#### EXERCISE MATERIALS

Issue #2016, opened 2019-07-26
[node] Show zero free balance instead of error for token without free balance


rhlsthrm:
Right now, we get an error when we query free balance for a token that does not have any: `Error: No free balance exists for the specified token: 0xdDA6327139485221633A1FcD65f4aC932E60A2e1`

Instead of an error that we have to catch on the caller side, it would be more beneficial to display a zero balance. What do you think?

joelalejandro:
@spersico This might be related to what we experienced today.

joelalejandro:
@rhlsthrm I agree it's something we should consider. Althought it might be more accurate to reflect that the token does not have a free balance contract deployed, it adds complexity and nuances that could be easily handled by the Node.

########

> WHAT TO PRODUCE:
Every line above that holds the string "does" should be copied out.

> WORKED SOLUTION:
Right now, we get an error when we query free balance for a token that does not have any: `Error: No free balance exists for the specified token: 0xdDA6327139485221633A1FcD65f4aC932E60A2e1`
@rhlsthrm I agree it's something we should consider. Althought it might be more accurate to reflect that the token does not have a free balance contract deployed, it adds complexity and nuances that could be easily handled by the Node.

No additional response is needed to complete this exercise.